This is a recipe for disaster:
Federal Housing Administration mortgages — the affordable path to homeownership for many first-time buyers, minorities and low-income Americans — now have the highest delinquency rate in at least four decades.
The share of late FHA loans rose to almost 16% in the second quarter, up from about 9.7% in the previous three months and the highest level in records dating back to 1979, the Mortgage Bankers Association said Monday. The delinquency rate for conventional loans, by comparison, was 6.7%.
Millions of Americans stopped paying their mortgages after losing jobs in the coronavirus crisis. Those on the lower end of the income scale are most likely to have FHA loans, which allow borrowers with shaky credit to buy homes with small down payments.
For now, most of them are protected from foreclosure by the federal forbearance program, in which borrowers with pandemic-related hardships can delay payments for as much as a year without penalty. As of Aug. 9, about 3.6 million homeowners were in forbearance, representing 7.2% of loans, the MBA said in a separate report. The share has decreased for nine straight weeks.

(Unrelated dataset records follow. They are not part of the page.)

Issue #1842, opened 2023-08-28
Move build information from janus_build_info to target_info


divergentdave:
Since upgrading to opentelemetry-rust v0.20, we once again have the problem that gauges that are only observed once appear in one metrics scrape, and then do not appear subsequently. We'd like `janus_build_info` to always be present in metrics scrapes, so we can tell what versions of components are running from a single instant query. Instead of trying to fix this, we could instead add the version information as `Resource` attributes, so that they appear in the `target_info` metric. (see the [specification](https://opentelemetry.io/docs/specs/otel/compatibility/prometheus_and_openmetrics/#resource-attributes-1)) This metric is output by special-case code that runs every time metrics are gathered, bypassing OpenTelemetry instrument handling, so it won't be affected by the behavior change like `janus_build_info`.

divergentdave:
Done in #1845.

PR #1845, opened 2023-08-28
Move version information to OTel resource

divergentdave:
This implements #1842, moving build-time version information from a custom `janus_build_info` gauge into `target_info`, which is produced by the `opentelemetry-prometheus` exporter. I tried to follow the spirit of the semantic conventions for resource attributes, relating to [`service.version`](https://opentelemetry.io/docs/specs/otel/resource/semantic_conventions/#service-experimental) and [`process.runtime.name` and `process.runtime.version`](https://opentelemetry.io/docs/specs/otel/resource/semantic_conventions/process/#process-runtimes).

Note that there's only one `service.version` attribute defined, while we previously recorded both a semantic version and a git hash separately. The conventions for [version attributes](https://opentelemetry.io/docs/specs/otel/resource/semantic_conventions/#version-attributes) say that the value may be an arbitrary identifier, so I decided to interpolate both the crate's semantic version and the git commit hash, rather than come up with a different attribute name for one or both values.

I ran this with the environment variable `OTEL_SERVICE_NAME=aggregator` set, and I get the following in the response. It sticks around after waiting and re-scraping.
```
# HELP target_info Target metadata
# TYPE target_info gauge
target_info{process_runtime_name="Rust",process_runtime_version="1.72.0",service_name="aggregator",service_version="0.5.14-c529b01f"} 1
```

### DIFF
--- a/aggregator/src/bin/janus_cli.rs
+++ b/aggregator/src/bin/janus_cli.rs
@@ -2,9 +2,7 @@ use anyhow::{anyhow, Context, Result};
 use base64::{engine::general_purpose::STANDARD_NO_PAD, Engine};
 use clap::Parser;
 use janus_aggregator::{
-    binary_utils::{
-        database_pool, datastore, read_config, record_build_info_gauge, CommonBinaryOptions,
-    },
+    binary_utils::{database_pool, datastore, read_config, CommonBinaryOptions},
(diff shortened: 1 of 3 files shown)


tgeoghegan (approved):
LGTM. This will need to be backported to `release/0.5` and `release/0.subscriber-01`, right?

Note that even though interest rates are low, Fannie Mae and Freddie Mac have implemented a
0.5-percentage-point “adverse market” fee to account for the increase risk of default, but home builders are confident.
My guess is that they are expecting a taxpayer bailout of some sort:
U.S. home builder confidence rose for a third straight month in August to match its highest level ever as record-low interest rates spur buyer traffic, data released on Monday showed in the latest indication the housing market is a rare bright spot in the economic crisis triggered by the coronavirus pandemic.